Caps on the number of consultations that can be delivered per month are based on actual delivery of Pharmacy First (clinical pathways). The mechanism for setting caps for Pharmacy First takes into account ‘underspend’, i.e. where caps are not met from earlier in the year, and it rolls this into allowances for later months. This mechanism meant that as the 2024/25 year progressed, more and more under delivered volume was rolled into caps, and these grew significantly.
However, as the under delivered volume for 2024/25 cannot roll into 2025/26 (HM Treasury rules do not allow transfer of unspent money from one financial year to the next), there is effectively a ‘reset’ of the system. The caps set from April 2025 are based on a target volume for 2025/26, but do not allow any under delivered allocations from 2024/25 to roll over.
As we progress through 2025/26, any under delivered volume will again be rolled over and used to increase allocations later in the year; depending on consultation numbers we may therefore again see the caps become higher later in the year.
How do I find out what my cap is?
Details of cap levels for individual pharmacies are published by the NHSBSA on its website before the start of the applicable month.
The list published by NHSBSA indicates the band assignment and monthly cap for each pharmacy, by ODS code.

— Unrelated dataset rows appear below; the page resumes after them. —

PR #1102, opened 2021-03-20
Statement only considered if issued during last round.

piotrm50:
# Description of change

Only consider statement if a node issued a statement during last round.

## Type of change

Integration and unit tests pass. Manually tested by running FPC.

## Change checklist


packages/vote/statement/registry.go
```diff
@@ -181,6 +183,14 @@ func (v *View) AddTimestamps(timestamps Timestamps) {
 	}
 }
 
+// UpdateLastStatementReceivedTime updates last statement issuing time in node's View.
+func (v *View) UpdateLastStatementReceivedTime(statementIssuingTime time.Time) {
+	v.lstMutex.RLock()
+	defer v.lstMutex.RUnlock()
+
+	v.LastStatementReceivedTimestamp = statementIssuingTime
```
daria305, line 191: Maybe it's better to stick with statementReceivingTime instead of statementIssuingTime as we are relaying only on the time when statement was read by our node, so this could be misleading?

plugins/messagelayer/consensus_plugin.go
```diff
@@ -225,7 +226,9 @@ type OpinionGivers map[identity.ID]OpinionGiver
 // Query retrieves the opinions about the given conflicts and timestamps.
 func (o *OpinionGiver) Query(ctx context.Context, conflictIDs []string, timestampIDs []string) (opinions opinion.Opinions, err error) {
 	for i := 0; i < StatementParameters.WaitForStatement; i++ {
-		if o.view != nil {
+		// query statement only if it's been received within the last round interval
```
apenzk, line 229: query statement status only if any statement has been received within the last round interval. This is important. We do want to consider old statements IF the node has been active in the last round.

plugins/messagelayer/consensus_plugin.go
```diff
@@ -225,7 +226,9 @@ type OpinionGivers map[identity.ID]OpinionGiver
...
+		// otherwise node might be down and we don't want to look at old statements in subsequent rounds
```
apenzk, line 230: see above. basically, if the node has been active in this round, we should consider the last statement opinion about a conflict of the node, even if the opinion is already 10 rounds old. this is because the node might have finalized in FPC and doesn't chat about a certain conflict anymore - yet we have to consider its last broadcast opinion.

apenzk: so we have to make sure that the statement opinions dont get emptied, and will be considered in subsequent rounds (if the node is still active)

apenzk (changes requested):

packages/vote/statement/registry.go
piotrm50: Good point ;)

plugins/messagelayer/consensus_plugin.go
piotrm50: I adjusted the comment to your suggestion.

plugins/messagelayer/consensus_plugin.go
piotrm50: That's how it works - conflicts are removed from the statement registry some time after last arrival (5 minutes by default), when the voting is resolved. 
I might have not described it correctly, but it works as you described - in this improvement we check if the node received a statement within last 10 seconds and it works independently of opinion cleaning in registry.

If a pharmacy’s ODS code is not included in the list, the pharmacy is automatically considered to be in Band 1 (the lowest band).
How do I increase my cap?
A Pharmacy’s placement within a band is based on their previous delivery of the service. For example, placements for May 2025 were based on pharmacy activity between Dec 2024 to Feb 2025.
Note; this means volume delivered in a specific month (e.g. Feb-25) is taken into account for band placements 3 months later (May-25).
The table below shows the activity required to be placed in the various bands for May 2025:
Average monthly volume in Dec-24 to Feb-25 | Resultant May 2025 placement | May 2025 cap |
Less than 16 | Band 1 | 32 |
16-21 | Band 2 | 42 |
22-25 | Band 3 | 53 |
26-30 | Band 4 | 62 |
31-37 | Band 5 | 75 |
38 or more | Band 6 | 132 |
For bands 1-5, the cap allowed in May 2025 is at least double the average volume delivered in the reference period – meaning these pharmacies would have potential to deliver more than they have historically done and then move up the placements in future months.
Band placements and cap levels will be updated monthly and published on the NHSBSA website.
If a Pharmacy First clinical pathway consultation is provided over a pharmacy’s monthly cap, I won’t be paid a fee for the consultation, but will I be paid for any medicines supplied?
NHSBSA have confirmed that medicines will still be reimbursed for consultations which are over the cap.